===== Listed entries =====

PR #481, opened 2024-05-20
Linux install fix

mikelow:
This is an attempt to improve the Linux installation. Linux convention isn't my forte, so hopefully I didn't mess this up.

The changes:
* install mame_roms.xml into `${CMAKE_INSTALL_PREFIX}/share/vgmtrans` (ie. /usr/local/share/vgmtrans).
* install libbass.so and libbassmidi.so into `${CMAKE_INSTALL_PREFIX}/lib` (ie. /usr/local/lib)
* move responsibility for defining the resource path to the Qt CMake script. It now passes a RESOURCE_DIR string macro into the project and QtVGMRoot::UI_GetResourceDirPath() simply returns it.

## How Has This Been Tested?
Loaded mame_roms.xml successfully on Ubuntu 22.04, Windows 10, and MacOS Sonoma. libbass loaded successfully on Ubuntu.

## Types of changes

## Checklist:

### DIFF
--- a/src/ui/qt/CMakeLists.txt
+++ b/src/ui/qt/CMakeLists.txt
@@ -30,6 +30,7 @@ find_package(Qt6 REQUIRED COMPONENTS Core Gui Widgets Svg)
 message(STATUS "Using Qt ${Qt6_VERSION}")
 
 if(CMAKE_SYSTEM_NAME STREQUAL "Darwin")
+  set(BUNDLE_PATH "${CMAKE_RUNTIME_OUTPUT_DIRECTORY}/VGMTrans.app")
   set(RESOURCE_DIR "${BUNDLE_PATH}/Contents/Resources")
 elseif(CMAKE_SYSTEM_NAME STREQUAL "Windows")
   set(RESOURCE_DIR "${CMAKE_RUNTIME_OUTPUT_DIRECTORY}")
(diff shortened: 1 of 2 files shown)


sykhro (commented):
I've been out of the Linux game for a while so I'm not sure about current practices in packaging. third-party deps like BASS when not packaged by the distro might need to live in `/opt/vgmtrans/lib`. no clue how widely accepted this is however (my gentoo days are long gone)

mikelow:
Ok. I thought that might be the right place for path for the libs, but wasn't sure. By "keep it as-is" do you mean ditch the PR or move forward with it? I'm cool with either.

TheComputerGuy96:
@mikelow I think the BASS libraries should be in a separate vgmtrans subdirectory inside of /usr/lib (to prevent conflicts with any version of system BASS)

This requires a rpath to be set though 🐸

sykhro:
>  By "keep it as-is" do you mean ditch the PR or move forward with it? I'm cool with either.

I did some research and it seems like the place for this stuff is indeed `/opt`, we should avoid putting our deps into system lib directories imo

mikelow:
I didn't understand how our linux packaging worked when I started on this, and now I'm no longer convinced that fixing the install command is adding much value. I'll close the PR.

PR #256, opened 2023-03-06
XWIKI-19383: Display a title on createlink

Sereza5:
# Jira URL

https://jira.xwiki.org/browse/XWIKI-19383

# Changes

## Description

* Added a `WantedLinkTitleGenerator` role, resolved by a hint equal to the scheme of the reference,
  so that the title of a link to a missing resource can be adapted to the kind of resource.
* Added a default implementation naming the resource after the reference itself, used when the
  rendering runs on its own.
* Set that title on the anchor of a wanted link, so it reaches the accessible description of the
  link and not only its hover tooltip.
* Stopped the XHTML parser from turning that generated title into a link parameter.

## Clarifications

* **This PR has to be merged before xwiki/xwiki-platform#2104**, which provides the translated
  implementations and only compiles once this is in.
* The title goes on the `<a>` rather than on the wrapping `<span class="wikicreatelink">` because
  the accessible name and description of a link are computed from the link element alone —
  [accname 1.2 step 2.I](https://www.w3.org/TR/accname-1.2/#step2) does not walk up to ancestors.
  On the span the tooltip reached mouse users but no screen reader, on an issue labelled `wcag`.
  The `?` marker is `.wikicreatelink a:after`, inside the anchor, so hover loses nothing.
* Anchor attributes are semantic on the way back in: the XHTML parser turns each one into a link
  parameter, so without a counterpart in the parser an editor round trip would have written
  `||title="Create page: X"` into the user's wiki source. `XWikiReferenceTagHandler` now drops a
  `title` when the anchor's parent is a `wikicreatelink` span, following the same
  `removeMeaningfulParameters` shape already used for generated ids and freestanding markers.
  Consequence worth knowing: a hand-authored `title` on a link to a missing page is stripped too.
* One design point is still open with @vmassol — whether the by-scheme lookup is worth keeping at
  all: https://github.com/xwiki/xwiki-rendering/pull/256#discussion_r1152126160

# Screenshots & Video

No media: the change adds a tooltip and an accessible description, with no visual change to the
page. The rendered output is shown in the Executed Tests section instead.

# Executed Tests

```
mvn clean install -Plegacy,quality -pl xwiki-rendering-api,\
xwiki-rendering-syntaxes/xwiki-rendering-syntax-xhtml,xwiki-rendering-integration-tests
```

`BUILD SUCCESS` on the three modules: 426 tests in `xwiki-rendering-api`, 185 in
`xwiki-rendering-syntax-xhtml`, 765 in `xwiki-rendering-integration-tests`, 0 Checkstyle
violations, all coverage checks met, Revapi clean.

New unit tests: `DefaultWantedLinkTitleGeneratorTest`, and `DocumentXHTMLLinkTypeRendererTest`
covering the three branches — an existing document gets no title, a wanted link falls back to the
default generator, and a scheme-hinted generator wins over it.

Six `wiki/link/*.test` fixtures are updated and now assert two things rather than one, the rendered
output *and* the round trip back through the parser. That second assertion is what caught the link
parameter problem described above; without it the change looked green.

Also ran the test @vmassol asked about,
`XWikiDocumentTest` in `xwiki-platform-legacy-oldcore`: 7 tests, 0 failures against these changes.
It is unaffected because its wanted-link assertion now expects `wikiexternallink` — the test has no
`WikiModel`, so it never takes the internal-link path this change touches.

Unrelated caveat: a commons SNAPSHOT from 2026-09-06 pulls surefire 3.6.0, which fails every module
with `ClassNotFoundException: org.xwiki.test.CaptureConsoleRunListener` before any test runs, on a
clean master checkout too. The runs above used `-Dsurefire.version=3.5.6`.

# Expected merging strategy

* Prefers squash: Yes
* Backport on branches:
  * None — this adds a new API, so it targets master only.


Sereza7:
**PR Changes:**
* Solved the mismatch in hints for the URITitleGenerator implementation

**NOTE:** This commit needs to be merged with/before https://github.com/xwiki/xwiki-platform/pull/2104

Default behavior is to just use the name of the page to create as the title.

xwiki-rendering-api/src/main/java/org/xwiki/rendering/internal/renderer/DefaultPageAttachmentURITitleGenerator.java
```diff
@@ -0,0 +1,45 @@
...
+
+import org.xwiki.component.annotation.Component;
+import org.xwiki.rendering.listener.reference.ResourceReference;
+import org.xwiki.rendering.renderer.reference.link.URITitleGenerator;
+
+/**
+ * Generate link titles for ATTACH URIs.
+ *
+ * @version $Id$
+ * @since 15.2-RC1
```
surli, line 33: The format is not good for RC  version, it should be `15.2RC1`. Note that this format is only used in Java files, for Maven and other places we use `15.2-rc-1` format.

xwiki-rendering-api/src/main/java/org/xwiki/rendering/internal/renderer/DefaultPageAttachmentURITitleGenerator.java
```diff
@@ -0,0 +1,45 @@
...
+ */
+@Component
+@Named("doc")
+@Singleton
+public class DefaultPageAttachmentURITitleGenerator implements URITitleGenerator
+{
+    @Override
+    public String generateCreateTitle(ResourceReference reference)
+    {
+        return "Create page: " + reference.getReference();
```
surli, line 43: There should be a translation used here no?

xwiki-rendering-api/src/main/java/org/xwiki/rendering/renderer/reference/link/URITitleGenerator.java
```diff
@@ -0,0 +1,40 @@
...
+
+/**
+ * Generate Resource Reference titles for URIs. For example an implementation for MAILTO URIs would remove the scheme
+ * part and the query string part.
+ *
+ * @version $Id$
+ * @since 15.2RC1
+ */
+@Role
+public interface URITitleGenerator
```
surli, line 33: So this is an API, it should be marked  `@Unstable`.

xwiki-rendering-api/src/main/java/org/xwiki/rendering/internal/renderer/DefaultPageAttachmentURITitleGenerator.java
```diff
@@ -0,0 +1,45 @@
...
+import org.xwiki.rendering.renderer.reference.link.URITitleGenerator;
+
+/**
+ * Generate link titles for ATTACH URIs.
+ *
+ * @version $Id$
+ * @since 15.2-RC1
+ */
+@Component
+@Named("doc")
```
surli, line 36: AFAICS this is the default component, so the one to be used "by default", so I don't think it should have a `@Named`. 
Now if it's not the default component, then you should probably rename the class.

xwiki-rendering-syntaxes/xwiki-rendering-syntax-xhtml/src/main/java/org/xwiki/rendering/internal/renderer/xhtml/link/AbstractXHTMLLinkTypeRenderer.java
```diff
@@ -136,6 +142,31 @@ protected String computeLabel(ResourceReference reference)
...
+        // If not found then use the full reference as the label.
+        // If there's no scheme separator then use the full reference as the title. Note that this can happen
+        // when we're not in wiki mode (since all links are considered URIs when not in wiki mode).
+        String title;
+        try {
+            URITitleGenerator uriTitleGenerator =
+                this.componentManager.getInstance(URITitleGenerator.class, reference.getType().getScheme());
+            title = uriTitleGenerator.generateCreateTitle(reference);
+        } catch (ComponentLookupException e) {
+            e.printStackTrace();
```
surli, line 164: We never handle exceptions with a `printStackTrace`: you should instead log an understandable error message, using something like: 
```
this.logger.error("Error while loading component for generating URI title: [{}]", ExceptionsUtils.getRootCauseMessage(e));
this.logger.debug("Full stack trace: ", e);
```
The logger debug is not necessarily needed.

xwiki-rendering-syntaxes/xwiki-rendering-syntax-xhtml/src/main/java/org/xwiki/rendering/internal/renderer/xhtml/link/AbstractXHTMLLinkTypeRenderer.java
```diff
@@ -136,6 +142,31 @@ protected String computeLabel(ResourceReference reference)
...
+    protected String computeCreateTitle(ResourceReference reference)
+    {
+        // Look for a component implementing URITitleGenerator with a role hint matching the link scheme.
+        // If not found then use the full reference as the label.
+        // If there's no scheme separator then use the full reference as the title. Note that this can happen
+        // when we're not in wiki mode (since all links are considered URIs when not in wiki mode).
+        String title;
+        try {
+            URITitleGenerator uriTitleGenerator =
+                this.componentManager.getInstance(URITitleGenerator.class, reference.getType().getScheme());
```
surli, line 161: you should probably handle that differently,  by first checking if the component exists with `hasComponent` and then load it only if it exists. It would avoid getting the exception for nothing. Especially if you have a default implem you could fallback in, so something like: 

```  
// in the field of the class
@Inject
private URITitleGenerator defaultTitleGenerator;

// in your method:
URITtitleGenerator titleGenerator = this.defaultTitleGenerator;
if (this.componentManager.hasComponent(URITitleGenerator.class, reference.getType().getScheme())) {
  try {
  titleGenerator = this.componentManager.getInstance(URITitleGenerator.class, reference.getType().getScheme());
  } catch (Exception e) { // handle the excepton }
}
// create the title
titleGenerator.generateCreateTitle(reference)
```

xwiki-rendering-api/src/main/java/org/xwiki/rendering/renderer/reference/link/URITitleGenerator.java
```diff
@@ -0,0 +1,40 @@
...
+ * 02110-1301 USA, or see the FSF site: http://www.fsf.org.
+ */
+package org.xwiki.rendering.renderer.reference.link;
+
+import org.xwiki.component.annotation.Role;
+import org.xwiki.rendering.listener.reference.ResourceReference;
+
+/**
+ * Generate Resource Reference titles for URIs. For example an implementation for MAILTO URIs would remove the scheme
+ * part and the query string part.
```
surli, line 27: So you indicated below: 
> // Look for a component implementing URITitleGenerator with a role hint matching the link scheme.

This should be specified in this documentation here, as it's how the implementation should be named.

xwiki-rendering-api/src/main/java/org/xwiki/rendering/internal/renderer/DefaultPageAttachmentURITitleGenerator.java
Sereza7: This is the default behavior, with the rendering module on its own. AFAIK there is no access to translations here. 
See [the full implementation in xwiki-platform](https://github.com/xwiki/xwiki-platform/blob/79fc276ba085daaa56c3efad5aca94265b9ca8b8/xwiki-platform-core/xwiki-platform-rendering/xwiki-platform-rendering-xwiki/src/main/java/org/xwiki/rendering/internal/renderer/XWikiPageAttachmentURITitleGenerator.java#L60).

xwiki-rendering-api/src/main/java/org/xwiki/rendering/internal/renderer/DefaultPageAttachmentURITitleGenerator.java
Sereza7: This is the default component used when xwiki-rendering runs on its own. This component needs to have an hint that corresponds to the kind of object I want to process. It's not the default on the resourceType axis.
I'm fixing the names of both the classes to make it clearer that the `resourceType` is `document` :+1: 
I copied the pattern used [here](https://github.com/xwiki/xwiki-rendering/blob/22eac2b1d38fbe259fa72e45df30f78eab553325/xwiki-rendering-api/src/main/java/org/xwiki/rendering/internal/parser/reference/type/PageAttachmentResourceReferenceTypeParser.java#L36).

xwiki-rendering-api/src/main/java/org/xwiki/rendering/internal/renderer/DefaultDocumentURITitleGenerator.java
```diff
@@ -0,0 +1,45 @@
...
+ *
+ * @version $Id$
+ * @since 15.2RC1
+ */
+@Component(hints = {"doc", "page"})
+@Singleton
+public class DefaultDocumentURITitleGenerator implements URITitleGenerator
+{
+    private static final String DEFAULT_LABEL = "Create page: %s";
+    @Override
```
manuelleduc, line 40: missing line break ;)

xwiki-rendering-api/src/main/java/org/xwiki/rendering/internal/renderer/DefaultDocumentURITitleGenerator.java
```diff
@@ -0,0 +1,45 @@
...
+ * Generate link titles for DOC URIs.
+ *
+ * @version $Id$
+ * @since 15.2RC1
+ */
+@Component(hints = {"doc", "page"})
+@Singleton
+public class DefaultDocumentURITitleGenerator implements URITitleGenerator
+{
+    private static final String DEFAULT_LABEL = "Create page: %s";
```
manuelleduc, line 39: Shouldn't that sentence be translated?

xwiki-rendering-syntaxes/xwiki-rendering-syntax-xhtml/src/main/java/org/xwiki/rendering/internal/renderer/xhtml/link/AbstractXHTMLLinkTypeRenderer.java
```diff
@@ -46,6 +46,11 @@ public abstract class AbstractXHTMLLinkTypeRenderer implements XHTMLLinkTypeRend
      * The XHTML element <code>class</code> parameter.
      */
     protected static final String CLASS = "class";
+    /**
+     * The XHTML element <code>title</code> parameter.
```
manuelleduc, line 50:
```suggestion
     * The XHTML element {@code title} parameter.
```

xwiki-rendering-syntaxes/xwiki-rendering-syntax-xhtml/src/main/java/org/xwiki/rendering/internal/renderer/xhtml/link/AbstractXHTMLLinkTypeRenderer.java
```diff
@@ -46,6 +46,11 @@ public abstract class AbstractXHTMLLinkTypeRenderer implements XHTMLLinkTypeRend
      * The XHTML element <code>class</code> parameter.
      */
     protected static final String CLASS = "class";
+    /**
```
manuelleduc, line 49: missing line break

xwiki-rendering-api/src/main/java/org/xwiki/rendering/internal/renderer/DefaultDocumentURITitleGenerator.java
Sereza7: https://github.com/xwiki/xwiki-rendering/pull/256#discussion_r1141852958

xwiki-rendering-syntaxes/xwiki-rendering-syntax-xhtml/src/main/java/org/xwiki/rendering/internal/renderer/xhtml/link/AbstractXHTMLLinkTypeRenderer.java
```diff
@@ -221,7 +226,10 @@ public void endLink(ResourceReference reference, boolean freestanding, Map<Strin
     {
         // If there was no link content then generate it based on the passed reference
         if (!hasLabel()) {
-            getXHTMLWikiPrinter().printXMLStartElement(SPAN, new String[][] { { CLASS, "wikigeneratedlinkcontent" } });
+            getXHTMLWikiPrinter().printXMLStartElement(SPAN, new String[][]
+            {
+                { CLASS, "wikigeneratedlinkcontent" }
```
manuelleduc, line 231: Is it possible to already has classes defined at this point?

xwiki-rendering-syntaxes/xwiki-rendering-syntax-xhtml/src/main/java/org/xwiki/rendering/internal/renderer/xhtml/link/DocumentXHTMLLinkTypeRenderer.java
```diff
@@ -51,6 +55,8 @@ public class DocumentXHTMLLinkTypeRenderer extends AbstractXHTMLLinkTypeRenderer
      */
     private static final String WIKILINK = "wikilink";
 
+    private static final Logger LOGGER = LoggerFactory.getLogger(AbstractXHTMLLinkTypeRenderer.class);
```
PR #258, opened 2023-03-27
XRENDERING-655: Add the ability to style image captions

manuelleduc:
Jira: https://jira.xwiki.org/browse/XRENDERING-655
Platform PR: https://github.com/xwiki/xwiki-platform/pull/2136
Forum proposal: https://forum.xwiki.org/t/inject-chain-listeners-from-extensions/12291

**TODO**
- Link to PR for `xwiki-platform`
- move "style" specific code in `xwiki-platform`


xwiki-rendering-syntaxes/xwiki-rendering-syntax-xwiki21/src/main/java/org/xwiki/rendering/internal/listener/TmpListenerProvider.java
```diff
@@ -0,0 +1,107 @@
...
+
+            super.onImage(reference, freestanding, id, parameters);
+        }
+
+        @Override
+        public void endFigure(Map<String, String> parameters)
+        {
+            Map<String, String> withImageParams = new HashMap<>(parameters);
+            if (this.additionalFigureParameters != null) {
+                withImageParams.putAll(this.additionalFigureParameters);
```
michitux, line 95: The parameters in `beginFigure` and `endFigure` need to match, parameters in `endFigure` are frequently ignored.

michitux (commented):
I think these listeners (and their providers) need to be way more specific sucht hat they can target the parsing or rendering of a specific syntax.

xwiki-rendering-syntaxes/xwiki-rendering-syntax-wikimodel/src/main/java/org/xwiki/rendering/internal/parser/wikimodel/AbstractWikiModelParser.java
```diff
@@ -131,11 +157,25 @@ public void parse(Reader source, Listener listener, IdGenerator idGenerator) thr
...
+
+    private Listener buildListener(Listener listener)
+    {
+        // TODO: to be documented...
+        ListenerChain chain = new ListenerChain();
+        ChainingWrappingListener wrappedListener = new ChainingWrappingListener();
+        wrappedListener.setWrappedListener(listener);
+        StartChainingListener startChainingListener = new StartChainingListener();
+        startChainingListener.setListenerChain(chain);
+        chain.addListener(startChainingListener);
```
michitux, line 176: Actually, after thinking again about this, I think you don't need this, you can just take the first listener of the chain and return it. I mean this way it might be a tiny bit safer in case some listener wants to inject another listener before itself, but it also means there are always two listener even if all you need is the actual listener.

As a small optimization, you could also just pass the given listener if no listeners were registered.

xwiki-rendering-syntaxes/xwiki-rendering-syntax-xwiki21/src/main/java/org/xwiki/rendering/internal/listener/TmpParseListenerProvider.java
```diff
@@ -0,0 +1,144 @@
...
+                        computedValue = String.format(format, existingStyle, value);
+                    } else {
+                        computedValue = value;
+                    }
+                    withImageParams.put(key, computedValue);
+                });
+                withImageParams.putAll(this.additionalFigureParameters);
+                this.additionalFigureParameters = null;
+            }
+            super.endFigure(withImageParams);
```
michitux, line 129: You need to pass these same arguments also to `beginFigure`. I think what you need to do is to start queuing when you encounter `beginFigure` and only forward the events when you've reached `endFigure`. You can achieve this by inheriting from `LookaheadChainingListener` which supports queuing, see `StackingFigureContentChainingListener` for an example.

xwiki-rendering-api/src/main/java/org/xwiki/rendering/internal/listener/ListenerRegistry.java
```diff
@@ -0,0 +1,81 @@
...
+     */
+    public static final String PARSE_ACTION = "parse";
+
+    /**
+     * Render action identifier.
+     */
+    public static final String RENDER_ACTION = "render";
+
+    @Inject
+    private ComponentManager componentManager;
```
tmortagne, line 57: Shouldn't you use a "context" ComponentManager here ? Otherwise, it will only find component registered in the root namespace.

xwiki-rendering-syntaxes/xwiki-rendering-syntax-xwiki21/src/main/java/org/xwiki/rendering/internal/listener/TmpParseListenerProvider.java
michitux: For example, the HTML renderer only prints the arguments that are passed to `beginFigure`, the arguments to `endFigure` are ignored.

xwiki-rendering-api/src/main/java/org/xwiki/rendering/internal/listener/ListenerRegistry.java
```diff
@@ -0,0 +1,81 @@
...
+
+    @Inject
+    private Logger logger;
+
+    /**
+     * Register a list of {@link ChainingListener} provided by {@link ListenerProvider} in the provided chain.
+     *
+     * @param listenerChain the listener chain in which new listener will be added
+     * @param action the action performed by the caller ("parse" or "render")
+     * @param syntaxHint the hint of the syntax of the action (e.g., "xwiki/2.1")
```
tmortagne, line 67: Why not pass a Syntax ?

xwiki-rendering-api/src/main/java/org/xwiki/rendering/listener/ListenerProvider.java
```diff
@@ -0,0 +1,50 @@
...
+@Role
+@Unstable
+public interface ListenerProvider
+{
+    /**
+     * @param action the action performed by the listener ("render" or "parse")
+     * @param syntaxHint the hint of the syntax using for the action
+     * @return {@code true} when the listener provider can return a listener for the given action and syntaxHint
+     */
+    boolean accept(String action, String syntaxHint);
```
tmortagne, line 43: Why not pass a Syntax ?

manuelleduc: Indeed, might be cleaner. The only cons is that we now need to parse the hints.

michitux, line 43: Wouldn't it be better to either use an enum for the action or at least provide constants for the two possible values directly in `ListenerProvider`?

manuelleduc: The constants are here https://github.com/xwiki/xwiki-rendering/pull/258/files#diff-a69d93e25fa580489bfec51a5d51a405b7ad87f7f2f5b8ad0592f768a2aea9d2R49-R54
I considered the enum but I'm not sure of the pros and cons here.

michitux: Yes, I've seen that you've provided the constants in `ListenerRegistry`, but `ListenerRegistry` is internal so any extension that wants to provide a `ListenerProvider` either needs to depend on this internal class or re-define the constants. Now I'm wondering if `ListenerRegistry` shouldn't also be public API as it might be interesting to use for any extension that implements a parser or renderer.

manuelleduc: Indeed, I meant to have this constants public so either:
- moved them to `ListenerProvider`
- make `ListenerRegistry` public

xwiki-rendering-syntaxes/xwiki-rendering-syntax-wikimodel/src/main/java/org/xwiki/rendering/internal/parser/wikimodel/AbstractWikiModelParser.java
```diff
@@ -131,11 +167,32 @@ public void parse(Reader source, Listener listener, IdGenerator idGenerator) thr
...
+        String roleHint = this.descriptor.getRoleHint();
+        Syntax syntax = this.syntaxRegistry.getSyntax(roleHint).orElse(null);
+        if (syntax == null) {
```
tmortagne, line 189: It's a bit surprising to not use Optional#isEmpty since that was the kind of the point of returning an Optional in this API :)

xwiki-rendering-api/src/main/java/org/xwiki/rendering/listener/ListenerProvider.java
manuelleduc: Done

manuelleduc: Constants moved to `ListenerProvider`.

xwiki-rendering-syntaxes/xwiki-rendering-syntax-wikimodel/src/main/java/org/xwiki/rendering/internal/parser/wikimodel/AbstractWikiModelParser.java
manuelleduc: +1, though this is now replaced by the use of `resolveSyntax` which fallback to parsing if no matching syntax is registered, and throws a `ParseException` error if everything else failed.

xwiki-rendering-syntaxes/xwiki-rendering-syntax-xwiki21/pom.xml
```diff
@@ -31,7 +31,8 @@
   <name>XWiki Rendering - Syntax - XWiki 2.1</name>
   <description>XWiki Rendering - Syntax - XWiki 2.1</description>
   <properties>
-    <xwiki.jacoco.instructionRatio>0.47</xwiki.jacoco.instructionRatio>
+    <!-- Reverse back when the provider are moved to platform. -->
```
michitux, line 34: This looks like a forgotten todo comment.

=====

> [Your assignment]
Copy every line of the material in which the word "these" occurs.

> [Result of this exercise]
`XWikiDocumentTest` in `xwiki-platform-legacy-oldcore`: 7 tests, 0 failures against these changes.
I think these listeners (and their providers) need to be way more specific sucht hat they can target the parsing or rendering of a specific syntax.
michitux, line 129: You need to pass these same arguments also to `beginFigure`. I think what you need to do is to start queuing when you encounter `beginFigure` and only forward the events when you've reached `endFigure`. You can achieve this by inheriting from `LookaheadChainingListener` which supports queuing, see `StackingFigureContentChainingListener` for an example.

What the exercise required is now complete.